**What needs to be done**
When you reach the line with "latch.countDown()" in the data below, begin printing lines exactly, and stop once the line with "before this line" has been printed.

**Material supplied**
PR #98, opened 2026-06-13
Fix flaky wire-ON async test: drop racy isPending() assertion (#97)

### LINKED ISSUE #97: Flaky test: JvmScaffoldTest.proxyCallMethodAsync racy assertTrue(pending.isPending()) fails wire-ON
Found on main post-merge of #96 (wire-client-parity-x64 red): JvmScaffoldTest.proxyCallMethodAsync_callbackReceivesTypedResult, AssertionError at JvmScaffoldTest.kt:142 = assertTrue(pending.isPending()) right after callMethodAsync returns. Passed wire-OFF + on the PR; flaky wire-ON.

Root cause: racy TEST assertion, not a library bug. On the owned-wire backend a fast local reply can arrive and fire the callback (flipping pending to not-pending) in the microseconds between callMethodAsync returning and the isPending() check. isPending()-immediately-after-launch is an unobservable intermediate state on a fast backend. The meaningful assertions (latch.await, result==7, then !pending.isPending()) are sound.

Fix: drop the racy assertTrue(pending.isPending()) (or restructure so the reply provably cannot complete before it, which is not worth the complexity). Test-only, no library change. Verify wire-ON repeatedly (loop the test) under DBUSMOCK_PYTHON + timeout.

monkopedia-coder:
## Summary
Removes the racy `assertTrue(pending.isPending())` at JvmScaffoldTest.kt:142 (test-only). On the owned wire backend a fast reply can fire the callback before that line, so `isPending()` is legitimately false — it flaked `wire-client-parity-x64` on main after #96. The post-completion `!pending.isPending()` check + result assertions still verify the async contract. Replaced with a comment so it is not re-added.

Fixes #97.

### DIFF
--- a/src/jvmTest/kotlin/com/monkopedia/sdbus/JvmScaffoldTest.kt
+++ b/src/jvmTest/kotlin/com/monkopedia/sdbus/JvmScaffoldTest.kt
@@ -139,7 +139,10 @@ class JvmScaffoldTest {
                 latch.countDown()
             }
 
-            assertTrue(pending.isPending())
+            // NB: do not assert pending.isPending() here — on a fast backend (the owned
+            // wire connection) the reply can arrive and fire the callback before this line
+            // runs, making isPending() legitimately false. See #97. The post-completion
+            // !isPending() assertion below verifies the call resolves.
             assertTrue(latch.await(3, TimeUnit.SECONDS))
             assertEquals(null, errorRef.get())
             assertEquals(7, resultRef.get())


monkopedia-reviewer (approved):
Approve — test-only flake fix, tier 1.

Verified the diff touches only src/jvmTest/kotlin/com/monkopedia/sdbus/JvmScaffoldTest.kt: it removes the single racy assertion on pending.isPending() immediately after callMethodAsync and replaces it with an explanatory comment referencing #97. No production or API change, so apiDump is not relevant.

The rationale is correct. On the owned-wire backend a fast local reply can fire the callback before the assertion line runs, making isPending() legitimately false. That is an unobservable intermediate state and not a library bug. The meaningful assertions remain intact: latch.await(3s), errorRef == null, result == 7, and the post-completion !isPending() check, which still verify the async contract resolves.

CI is green: 14 checks pass, nightly-stress skipped as expected. The key check wire-client-parity-x64 passed (2m1s) — the previously flaky path is now stable.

**Exercise response**
                 latch.countDown()
             }
 
-            assertTrue(pending.isPending())
+            // NB: do not assert pending.isPending() here — on a fast backend (the owned
+            // wire connection) the reply can arrive and fire the callback before this line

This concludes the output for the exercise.